[Instructions to follow]: Please give the number of lines that hold the string "inlayHints" in the listing, without any other words.

• • • •

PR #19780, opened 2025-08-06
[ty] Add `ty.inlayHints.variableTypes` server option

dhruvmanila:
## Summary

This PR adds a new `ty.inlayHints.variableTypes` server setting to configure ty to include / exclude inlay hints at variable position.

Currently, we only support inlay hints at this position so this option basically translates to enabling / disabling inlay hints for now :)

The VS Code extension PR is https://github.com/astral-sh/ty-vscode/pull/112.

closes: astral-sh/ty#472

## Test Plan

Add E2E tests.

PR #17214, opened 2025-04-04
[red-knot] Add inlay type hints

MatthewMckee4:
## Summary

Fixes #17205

• • • •

[Exercise output]: 2